BEGIN Extracted material
PR #388, opened 2026-05-26
[telemetry_chargeback] Implement test scenario Time-Series Ingestion 

ayefimov-1:
For the DB to work as expected the dataframes must not have overlapping times. This overlapping is currently an issue when generating multiple test scenarios. Implement test scenario Time-Series Ingestion

- Test scenarios will be added to the data base in time sequence
- Each test scenario will not have any time overlap with other scenarios
- Move variables to vars/main.yml
- Readme will be updated in a later PR

Authored-by: @ayefimov-1
AI Assisted by: Claude


ayefimov-1:
recheck

ayefimov-1:
recheck

roles/telemetry_chargeback/defaults/main.yml
```diff
@@ -3,7 +3,7 @@
 openstack_cmd: "openstack"
 
 # Debug mode set
-cloudkitty_debug: false
+cloudkitty_debug: true
```
elfiesmelfie: I prefer to leave debug: false by default.

If you want more information in tests, then configure cloudkitty_debug: true in the playbooks where you're calling this role

roles/telemetry_chargeback/tasks/gen_synth_loki_data.yml
```diff
@@ -1,15 +1,23 @@
...
   ansible.builtin.set_fact:
-    cloudkitty_data_file: "{{ artifacts_dir_zuul }}/{{ scenario_name }}{{ cloudkitty_synth_data_suffix }}"
-    cloudkitty_synth_totals_file: "{{ artifacts_dir_zuul }}/{{ scenario_name }}{{ cloudkitty_synth_totals_metrics_suffix }}"
-    cloudkitty_test_file: "{{ cloudkitty_scenario_dir }}/{{ scenario_name }}.yml"
+    cloudkitty_data_file: >-
+      {{ artifacts_dir_zuul }}/{{ scenario_name }}{{ cloudkitty_synth_data_suffix }}
+    cloudkitty_synth_totals_file: >-
+      {{ artifacts_dir_zuul }}/{{ scenario_name }}{{ cloudkitty_synth_totals_metrics_suffix }}
+    cloudkitty_test_file: >-
+      {{ cloudkitty_scenario_dir }}/{{ scenario_name }}.yml
```
elfiesmelfie: These should be set in the defaults and then any non-default values should be set in the playbook where the role is imported. In the case of the zuul jobs, this means adding the vars to the ci/vars/ files that we use for osp18

roles/telemetry_chargeback/tasks/gen_synth_loki_data.yml
```diff
@@ -1,15 +1,23 @@
...
 - name: "Check for preexisting output file"
   ansible.builtin.stat:
     path: "{{ cloudkitty_data_file }}"
   register: file_preexists
 
+- name: "Initialize previous_end_time if not set"
+  ansible.builtin.set_fact:
+    previous_end_time: ""
+  when: previous_end_time is not defined
+
```
elfiesmelfie, line 11: This should be defined as a var on the task.

See https://github.com/infrawatch/feature-verification-tests/blob/master/roles/common/tasks/manifest_tests.yml for an example.

roles/telemetry_chargeback/defaults/main.yml
```diff
@@ -30,4 +30,4 @@ lookback: 6
 limit: 50
 
 # List of test scenario files to run
-cloudkitty_test_scenarios: ["test_static.yml" , "test_dyn_basic.yml"]
```
elfiesmelfie, line 33: Are you removing the test_dyn_basic scenario? 
I prefer to keep the original default which is "run all the scenarios", and if our job needs to run fewer, the the playbook in ci/ can set the vars to a reduced set of scenarios.

You need to update the README.md with the new default for this var if you're keeping it.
END Extracted material
What this task involves: Each line of the material that has the word "prefer" belongs in the answer.

Output below:
elfiesmelfie: I prefer to leave debug: false by default.
I prefer to keep the original default which is "run all the scenarios", and if our job needs to run fewer, the the playbook in ci/ can set the vars to a reduced set of scenarios.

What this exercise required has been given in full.